DATA EXTRACTS:

---------------

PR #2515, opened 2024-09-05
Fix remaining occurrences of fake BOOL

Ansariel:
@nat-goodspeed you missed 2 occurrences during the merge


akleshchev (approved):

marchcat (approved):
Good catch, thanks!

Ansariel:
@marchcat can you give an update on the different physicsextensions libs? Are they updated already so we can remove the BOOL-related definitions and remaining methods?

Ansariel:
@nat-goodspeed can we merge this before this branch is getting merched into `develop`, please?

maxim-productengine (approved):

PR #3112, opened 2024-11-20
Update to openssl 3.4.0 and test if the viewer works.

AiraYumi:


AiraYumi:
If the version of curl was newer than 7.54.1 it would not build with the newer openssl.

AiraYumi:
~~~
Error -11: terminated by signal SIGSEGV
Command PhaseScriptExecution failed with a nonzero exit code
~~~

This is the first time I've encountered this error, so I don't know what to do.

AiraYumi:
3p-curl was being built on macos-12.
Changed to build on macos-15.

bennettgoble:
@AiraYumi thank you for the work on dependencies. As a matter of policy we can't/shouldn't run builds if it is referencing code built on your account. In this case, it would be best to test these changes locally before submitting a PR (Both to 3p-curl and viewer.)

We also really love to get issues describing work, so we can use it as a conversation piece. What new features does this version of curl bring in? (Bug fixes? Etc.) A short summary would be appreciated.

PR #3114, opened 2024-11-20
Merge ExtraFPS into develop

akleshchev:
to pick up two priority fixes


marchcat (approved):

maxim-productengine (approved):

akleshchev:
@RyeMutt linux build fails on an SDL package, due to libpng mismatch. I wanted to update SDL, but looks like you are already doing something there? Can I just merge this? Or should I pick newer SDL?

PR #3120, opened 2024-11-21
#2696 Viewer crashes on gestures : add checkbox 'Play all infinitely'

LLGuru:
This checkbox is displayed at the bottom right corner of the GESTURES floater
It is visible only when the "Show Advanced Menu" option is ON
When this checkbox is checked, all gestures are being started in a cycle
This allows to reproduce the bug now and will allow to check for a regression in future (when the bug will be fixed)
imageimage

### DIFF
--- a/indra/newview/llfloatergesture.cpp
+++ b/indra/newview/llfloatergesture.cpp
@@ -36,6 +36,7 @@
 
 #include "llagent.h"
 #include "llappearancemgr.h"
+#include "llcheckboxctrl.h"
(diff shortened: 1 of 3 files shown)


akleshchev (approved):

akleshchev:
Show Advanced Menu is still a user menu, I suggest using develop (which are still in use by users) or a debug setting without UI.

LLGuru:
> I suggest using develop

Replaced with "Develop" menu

---------------

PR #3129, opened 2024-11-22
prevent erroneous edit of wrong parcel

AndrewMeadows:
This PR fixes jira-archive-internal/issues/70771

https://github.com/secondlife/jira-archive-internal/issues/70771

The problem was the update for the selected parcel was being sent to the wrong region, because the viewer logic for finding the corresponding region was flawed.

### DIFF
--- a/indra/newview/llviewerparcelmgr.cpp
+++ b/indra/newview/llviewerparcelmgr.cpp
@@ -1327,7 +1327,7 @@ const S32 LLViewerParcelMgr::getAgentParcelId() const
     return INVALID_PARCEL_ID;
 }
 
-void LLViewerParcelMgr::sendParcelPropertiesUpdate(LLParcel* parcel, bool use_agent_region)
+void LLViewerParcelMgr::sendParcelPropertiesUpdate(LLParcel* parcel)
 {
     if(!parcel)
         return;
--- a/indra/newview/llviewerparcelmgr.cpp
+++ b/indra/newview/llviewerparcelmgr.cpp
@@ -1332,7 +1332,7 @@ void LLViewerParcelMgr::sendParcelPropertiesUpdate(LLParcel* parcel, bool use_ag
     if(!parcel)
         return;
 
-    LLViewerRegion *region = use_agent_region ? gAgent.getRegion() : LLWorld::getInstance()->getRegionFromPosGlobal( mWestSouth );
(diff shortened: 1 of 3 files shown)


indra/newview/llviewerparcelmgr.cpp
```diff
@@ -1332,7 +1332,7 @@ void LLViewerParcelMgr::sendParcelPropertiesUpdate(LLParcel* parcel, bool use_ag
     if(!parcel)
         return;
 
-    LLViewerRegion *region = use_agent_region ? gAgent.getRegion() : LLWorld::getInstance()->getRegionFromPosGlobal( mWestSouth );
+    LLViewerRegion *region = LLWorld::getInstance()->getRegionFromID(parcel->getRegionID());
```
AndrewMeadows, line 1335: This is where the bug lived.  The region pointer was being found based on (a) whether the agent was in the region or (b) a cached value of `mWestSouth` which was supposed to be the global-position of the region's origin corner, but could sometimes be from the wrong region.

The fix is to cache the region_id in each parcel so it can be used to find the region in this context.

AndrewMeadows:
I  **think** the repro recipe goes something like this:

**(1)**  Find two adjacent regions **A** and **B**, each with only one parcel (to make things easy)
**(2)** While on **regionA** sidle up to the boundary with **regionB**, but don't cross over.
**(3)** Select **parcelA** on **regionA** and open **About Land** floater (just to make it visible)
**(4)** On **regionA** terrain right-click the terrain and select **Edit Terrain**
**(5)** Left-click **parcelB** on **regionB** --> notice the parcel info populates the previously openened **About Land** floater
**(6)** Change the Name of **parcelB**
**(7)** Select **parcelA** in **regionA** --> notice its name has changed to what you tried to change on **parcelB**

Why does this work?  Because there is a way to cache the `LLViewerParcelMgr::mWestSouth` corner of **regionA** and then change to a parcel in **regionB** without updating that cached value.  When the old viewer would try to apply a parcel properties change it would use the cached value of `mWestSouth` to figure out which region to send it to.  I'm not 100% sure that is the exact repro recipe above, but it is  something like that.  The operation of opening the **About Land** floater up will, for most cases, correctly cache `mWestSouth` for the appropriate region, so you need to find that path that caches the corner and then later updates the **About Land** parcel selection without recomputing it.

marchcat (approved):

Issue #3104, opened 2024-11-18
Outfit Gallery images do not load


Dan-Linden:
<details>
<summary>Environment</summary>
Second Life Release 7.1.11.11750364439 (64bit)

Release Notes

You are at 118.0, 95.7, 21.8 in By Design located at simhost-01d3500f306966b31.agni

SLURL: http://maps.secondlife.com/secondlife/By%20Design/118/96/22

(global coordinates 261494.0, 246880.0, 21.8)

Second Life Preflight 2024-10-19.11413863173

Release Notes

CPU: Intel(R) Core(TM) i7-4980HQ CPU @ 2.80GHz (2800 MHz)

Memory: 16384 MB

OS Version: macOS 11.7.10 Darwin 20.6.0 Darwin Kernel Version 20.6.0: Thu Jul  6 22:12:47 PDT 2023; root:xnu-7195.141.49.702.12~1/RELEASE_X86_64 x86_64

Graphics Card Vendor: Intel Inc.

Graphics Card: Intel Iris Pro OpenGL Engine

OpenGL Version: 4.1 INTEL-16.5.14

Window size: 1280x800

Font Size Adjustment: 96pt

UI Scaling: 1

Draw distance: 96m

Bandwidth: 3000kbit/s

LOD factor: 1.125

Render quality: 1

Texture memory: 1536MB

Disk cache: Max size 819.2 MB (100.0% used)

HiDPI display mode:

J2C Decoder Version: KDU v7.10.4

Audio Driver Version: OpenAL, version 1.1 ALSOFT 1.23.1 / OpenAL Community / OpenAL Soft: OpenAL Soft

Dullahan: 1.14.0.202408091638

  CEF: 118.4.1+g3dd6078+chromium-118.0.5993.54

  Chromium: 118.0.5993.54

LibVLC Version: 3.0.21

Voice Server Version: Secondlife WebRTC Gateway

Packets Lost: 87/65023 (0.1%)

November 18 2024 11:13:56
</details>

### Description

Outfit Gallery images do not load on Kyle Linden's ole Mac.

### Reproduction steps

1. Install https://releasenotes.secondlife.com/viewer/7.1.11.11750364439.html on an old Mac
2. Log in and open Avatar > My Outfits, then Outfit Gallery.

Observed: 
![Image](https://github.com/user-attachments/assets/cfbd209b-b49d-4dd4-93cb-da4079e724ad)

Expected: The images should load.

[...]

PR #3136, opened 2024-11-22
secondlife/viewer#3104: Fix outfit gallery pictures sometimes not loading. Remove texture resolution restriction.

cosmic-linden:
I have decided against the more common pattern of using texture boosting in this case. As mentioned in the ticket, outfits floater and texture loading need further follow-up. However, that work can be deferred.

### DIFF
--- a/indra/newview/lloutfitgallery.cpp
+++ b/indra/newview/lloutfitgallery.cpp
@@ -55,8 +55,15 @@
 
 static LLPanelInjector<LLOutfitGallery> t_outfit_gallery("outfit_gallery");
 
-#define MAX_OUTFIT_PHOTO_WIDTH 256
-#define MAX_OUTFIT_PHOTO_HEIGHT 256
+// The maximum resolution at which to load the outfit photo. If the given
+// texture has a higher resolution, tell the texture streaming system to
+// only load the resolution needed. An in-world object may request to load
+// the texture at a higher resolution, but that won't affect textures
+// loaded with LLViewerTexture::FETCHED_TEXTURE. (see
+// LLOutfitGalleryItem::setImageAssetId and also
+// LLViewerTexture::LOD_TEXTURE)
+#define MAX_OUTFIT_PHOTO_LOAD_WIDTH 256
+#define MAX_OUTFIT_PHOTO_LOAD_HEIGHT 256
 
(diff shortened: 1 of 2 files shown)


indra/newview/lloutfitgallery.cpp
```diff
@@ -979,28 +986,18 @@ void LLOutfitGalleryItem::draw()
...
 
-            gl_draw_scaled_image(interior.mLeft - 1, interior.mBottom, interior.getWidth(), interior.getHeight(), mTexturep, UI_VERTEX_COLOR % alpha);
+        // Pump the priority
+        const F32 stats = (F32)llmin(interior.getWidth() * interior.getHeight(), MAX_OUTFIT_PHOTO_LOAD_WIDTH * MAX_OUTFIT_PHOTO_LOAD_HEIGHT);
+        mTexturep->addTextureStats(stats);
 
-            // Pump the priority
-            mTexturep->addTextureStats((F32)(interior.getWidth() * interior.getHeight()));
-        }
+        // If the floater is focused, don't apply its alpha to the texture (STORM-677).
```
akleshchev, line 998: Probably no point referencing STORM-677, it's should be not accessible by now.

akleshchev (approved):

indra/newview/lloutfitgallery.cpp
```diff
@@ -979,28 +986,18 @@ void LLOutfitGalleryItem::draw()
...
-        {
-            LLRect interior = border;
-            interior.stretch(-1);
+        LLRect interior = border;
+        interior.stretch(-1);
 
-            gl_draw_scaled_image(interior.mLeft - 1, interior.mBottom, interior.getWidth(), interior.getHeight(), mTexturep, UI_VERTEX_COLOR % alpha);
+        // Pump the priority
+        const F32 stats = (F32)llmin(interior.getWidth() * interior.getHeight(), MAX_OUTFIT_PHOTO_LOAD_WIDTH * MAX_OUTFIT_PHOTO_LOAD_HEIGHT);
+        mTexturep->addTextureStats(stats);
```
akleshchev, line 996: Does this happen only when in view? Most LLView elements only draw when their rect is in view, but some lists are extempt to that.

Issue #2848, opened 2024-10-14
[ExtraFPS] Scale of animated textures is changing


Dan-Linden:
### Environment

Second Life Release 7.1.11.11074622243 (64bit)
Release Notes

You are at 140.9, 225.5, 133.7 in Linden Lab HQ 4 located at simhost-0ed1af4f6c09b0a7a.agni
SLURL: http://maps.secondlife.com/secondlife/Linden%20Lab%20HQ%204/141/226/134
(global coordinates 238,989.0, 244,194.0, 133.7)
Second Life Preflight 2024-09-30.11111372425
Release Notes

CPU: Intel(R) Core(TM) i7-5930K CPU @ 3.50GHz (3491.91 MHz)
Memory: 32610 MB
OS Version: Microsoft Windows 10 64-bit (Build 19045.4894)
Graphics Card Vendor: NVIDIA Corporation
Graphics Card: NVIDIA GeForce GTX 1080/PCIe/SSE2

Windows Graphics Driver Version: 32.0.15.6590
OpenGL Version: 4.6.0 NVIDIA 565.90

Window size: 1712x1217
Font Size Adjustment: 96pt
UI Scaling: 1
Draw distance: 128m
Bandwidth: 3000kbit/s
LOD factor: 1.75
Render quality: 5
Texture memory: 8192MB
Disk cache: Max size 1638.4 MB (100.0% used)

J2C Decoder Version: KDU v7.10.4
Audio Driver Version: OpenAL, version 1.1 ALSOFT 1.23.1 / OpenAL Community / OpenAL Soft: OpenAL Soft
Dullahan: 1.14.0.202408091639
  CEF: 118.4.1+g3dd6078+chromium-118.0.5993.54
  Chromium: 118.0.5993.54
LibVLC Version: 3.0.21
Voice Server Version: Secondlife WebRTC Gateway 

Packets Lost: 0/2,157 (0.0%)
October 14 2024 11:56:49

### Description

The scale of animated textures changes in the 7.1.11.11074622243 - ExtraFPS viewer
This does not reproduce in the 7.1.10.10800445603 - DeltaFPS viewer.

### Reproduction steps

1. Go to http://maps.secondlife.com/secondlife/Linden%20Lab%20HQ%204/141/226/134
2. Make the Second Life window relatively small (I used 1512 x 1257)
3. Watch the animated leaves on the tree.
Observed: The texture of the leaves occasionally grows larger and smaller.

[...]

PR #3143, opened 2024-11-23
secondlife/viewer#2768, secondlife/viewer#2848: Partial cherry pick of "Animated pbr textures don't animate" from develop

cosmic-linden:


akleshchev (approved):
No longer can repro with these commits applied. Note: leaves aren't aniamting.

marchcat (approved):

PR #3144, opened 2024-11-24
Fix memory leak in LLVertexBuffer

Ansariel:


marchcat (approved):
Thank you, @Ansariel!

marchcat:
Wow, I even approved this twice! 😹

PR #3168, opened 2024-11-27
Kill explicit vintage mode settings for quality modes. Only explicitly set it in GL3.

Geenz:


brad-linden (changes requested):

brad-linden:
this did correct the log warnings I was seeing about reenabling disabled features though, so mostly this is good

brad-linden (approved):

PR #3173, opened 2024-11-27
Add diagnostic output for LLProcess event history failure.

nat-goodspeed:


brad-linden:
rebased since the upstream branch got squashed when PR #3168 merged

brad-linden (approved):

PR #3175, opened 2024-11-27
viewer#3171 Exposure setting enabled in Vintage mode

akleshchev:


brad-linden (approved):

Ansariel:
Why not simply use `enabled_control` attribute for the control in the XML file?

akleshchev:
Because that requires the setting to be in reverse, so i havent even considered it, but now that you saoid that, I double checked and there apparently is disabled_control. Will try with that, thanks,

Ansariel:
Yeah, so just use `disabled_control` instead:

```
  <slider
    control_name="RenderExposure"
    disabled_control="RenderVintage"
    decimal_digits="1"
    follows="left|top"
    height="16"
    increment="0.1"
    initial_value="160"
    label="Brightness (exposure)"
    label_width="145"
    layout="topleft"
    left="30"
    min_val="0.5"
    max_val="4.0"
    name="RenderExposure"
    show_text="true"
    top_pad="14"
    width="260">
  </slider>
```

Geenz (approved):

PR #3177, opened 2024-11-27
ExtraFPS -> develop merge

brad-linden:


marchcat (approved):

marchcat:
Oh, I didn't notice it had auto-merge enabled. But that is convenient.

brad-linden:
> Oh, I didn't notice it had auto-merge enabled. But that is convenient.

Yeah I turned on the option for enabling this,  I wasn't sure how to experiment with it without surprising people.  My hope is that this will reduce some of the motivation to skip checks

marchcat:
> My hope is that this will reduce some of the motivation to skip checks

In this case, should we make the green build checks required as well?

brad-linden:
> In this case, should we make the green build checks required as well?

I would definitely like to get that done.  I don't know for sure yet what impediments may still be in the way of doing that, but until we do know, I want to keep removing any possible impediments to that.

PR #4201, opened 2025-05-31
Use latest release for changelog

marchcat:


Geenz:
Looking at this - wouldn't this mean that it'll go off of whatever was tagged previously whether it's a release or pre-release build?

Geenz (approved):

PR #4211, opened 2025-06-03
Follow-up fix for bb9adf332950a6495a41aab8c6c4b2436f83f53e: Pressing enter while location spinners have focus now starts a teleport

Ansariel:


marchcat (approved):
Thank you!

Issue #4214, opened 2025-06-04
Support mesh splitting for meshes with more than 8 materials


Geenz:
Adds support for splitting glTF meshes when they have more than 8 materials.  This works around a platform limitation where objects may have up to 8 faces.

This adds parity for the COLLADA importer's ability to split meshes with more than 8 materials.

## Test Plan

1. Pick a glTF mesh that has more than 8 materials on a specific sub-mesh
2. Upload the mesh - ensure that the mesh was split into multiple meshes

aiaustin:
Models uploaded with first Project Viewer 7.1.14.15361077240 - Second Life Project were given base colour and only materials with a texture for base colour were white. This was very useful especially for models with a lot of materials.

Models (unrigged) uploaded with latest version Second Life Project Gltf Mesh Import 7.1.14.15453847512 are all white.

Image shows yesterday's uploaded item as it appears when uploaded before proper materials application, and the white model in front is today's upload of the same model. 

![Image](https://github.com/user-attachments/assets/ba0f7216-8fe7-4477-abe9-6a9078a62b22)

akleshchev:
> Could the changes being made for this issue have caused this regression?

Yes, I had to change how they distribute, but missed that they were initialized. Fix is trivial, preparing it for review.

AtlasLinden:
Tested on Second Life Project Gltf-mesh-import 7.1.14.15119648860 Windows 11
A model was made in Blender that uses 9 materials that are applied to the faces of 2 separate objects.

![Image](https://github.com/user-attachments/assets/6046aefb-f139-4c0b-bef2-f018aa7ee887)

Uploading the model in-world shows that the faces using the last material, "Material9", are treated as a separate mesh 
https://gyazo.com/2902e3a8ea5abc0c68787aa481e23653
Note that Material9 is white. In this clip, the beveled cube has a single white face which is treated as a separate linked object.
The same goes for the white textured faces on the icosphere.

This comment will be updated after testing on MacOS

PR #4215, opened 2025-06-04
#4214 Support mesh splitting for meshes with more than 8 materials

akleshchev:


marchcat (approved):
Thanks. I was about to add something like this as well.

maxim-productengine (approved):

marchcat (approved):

---------------

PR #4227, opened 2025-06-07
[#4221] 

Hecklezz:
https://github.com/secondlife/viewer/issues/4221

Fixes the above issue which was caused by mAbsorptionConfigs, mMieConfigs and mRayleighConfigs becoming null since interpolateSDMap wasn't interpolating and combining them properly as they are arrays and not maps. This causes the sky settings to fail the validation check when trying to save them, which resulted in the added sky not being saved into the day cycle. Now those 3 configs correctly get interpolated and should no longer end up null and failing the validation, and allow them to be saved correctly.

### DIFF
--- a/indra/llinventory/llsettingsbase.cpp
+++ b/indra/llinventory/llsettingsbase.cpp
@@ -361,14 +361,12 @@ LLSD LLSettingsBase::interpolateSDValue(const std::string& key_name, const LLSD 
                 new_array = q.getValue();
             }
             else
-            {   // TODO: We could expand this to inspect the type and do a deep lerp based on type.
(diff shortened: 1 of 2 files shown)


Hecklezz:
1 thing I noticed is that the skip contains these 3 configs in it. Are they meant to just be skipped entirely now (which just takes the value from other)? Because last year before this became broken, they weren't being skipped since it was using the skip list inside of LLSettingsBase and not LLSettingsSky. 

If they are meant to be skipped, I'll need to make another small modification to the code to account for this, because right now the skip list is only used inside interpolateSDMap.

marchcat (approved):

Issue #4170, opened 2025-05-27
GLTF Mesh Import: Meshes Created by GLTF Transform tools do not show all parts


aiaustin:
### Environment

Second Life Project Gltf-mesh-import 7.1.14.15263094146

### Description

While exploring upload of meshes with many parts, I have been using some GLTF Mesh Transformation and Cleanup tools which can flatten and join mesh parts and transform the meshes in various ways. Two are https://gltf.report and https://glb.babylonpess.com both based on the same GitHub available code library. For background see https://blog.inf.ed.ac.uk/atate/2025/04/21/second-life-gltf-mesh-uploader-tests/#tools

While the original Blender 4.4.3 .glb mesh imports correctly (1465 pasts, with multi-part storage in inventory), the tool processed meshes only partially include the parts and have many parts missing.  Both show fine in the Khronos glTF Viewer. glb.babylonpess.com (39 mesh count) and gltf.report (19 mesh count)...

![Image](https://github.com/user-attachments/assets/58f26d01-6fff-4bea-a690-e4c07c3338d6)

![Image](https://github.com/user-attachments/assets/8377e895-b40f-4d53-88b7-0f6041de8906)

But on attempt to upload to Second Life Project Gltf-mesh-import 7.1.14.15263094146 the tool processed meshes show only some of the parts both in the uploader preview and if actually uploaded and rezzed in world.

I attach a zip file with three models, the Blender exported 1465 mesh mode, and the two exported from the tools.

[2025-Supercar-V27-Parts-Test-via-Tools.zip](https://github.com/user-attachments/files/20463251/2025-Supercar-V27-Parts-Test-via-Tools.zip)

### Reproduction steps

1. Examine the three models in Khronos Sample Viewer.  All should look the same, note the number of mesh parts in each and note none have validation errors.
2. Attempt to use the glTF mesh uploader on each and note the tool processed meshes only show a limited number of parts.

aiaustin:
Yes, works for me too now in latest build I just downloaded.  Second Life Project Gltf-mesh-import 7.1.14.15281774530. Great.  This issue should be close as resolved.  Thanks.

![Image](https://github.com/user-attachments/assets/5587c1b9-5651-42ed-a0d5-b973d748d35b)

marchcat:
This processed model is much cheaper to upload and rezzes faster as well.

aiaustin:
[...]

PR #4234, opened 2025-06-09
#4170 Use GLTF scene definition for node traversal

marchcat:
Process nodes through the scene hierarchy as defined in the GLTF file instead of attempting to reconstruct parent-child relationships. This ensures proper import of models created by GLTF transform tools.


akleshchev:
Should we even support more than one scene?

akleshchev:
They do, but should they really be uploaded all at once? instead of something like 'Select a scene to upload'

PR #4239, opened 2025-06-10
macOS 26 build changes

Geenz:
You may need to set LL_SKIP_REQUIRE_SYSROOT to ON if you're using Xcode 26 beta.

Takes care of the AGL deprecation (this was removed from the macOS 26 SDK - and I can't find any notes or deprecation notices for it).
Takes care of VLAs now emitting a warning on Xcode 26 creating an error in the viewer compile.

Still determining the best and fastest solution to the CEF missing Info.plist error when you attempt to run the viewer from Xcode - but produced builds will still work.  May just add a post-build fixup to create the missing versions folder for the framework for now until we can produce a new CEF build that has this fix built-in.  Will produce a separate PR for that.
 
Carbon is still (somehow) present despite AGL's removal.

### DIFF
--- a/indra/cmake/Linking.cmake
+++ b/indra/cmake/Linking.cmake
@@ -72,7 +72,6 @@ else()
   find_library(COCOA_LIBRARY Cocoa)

---------------

REQUIRED ACTION:
Reproduce exactly the lines above from the line with "A model was" to the line with "https://gyazo.com/2902e3a8ea5abc0c68787aa481e23653", including both, and add nothing.

ANSWER TO THIS TASK:
A model was made in Blender that uses 9 materials that are applied to the faces of 2 separate objects.

![Image](https://github.com/user-attachments/assets/6046aefb-f139-4c0b-bef2-f018aa7ee887)

Uploading the model in-world shows that the faces using the last material, "Material9", are treated as a separate mesh 
https://gyazo.com/2902e3a8ea5abc0c68787aa481e23653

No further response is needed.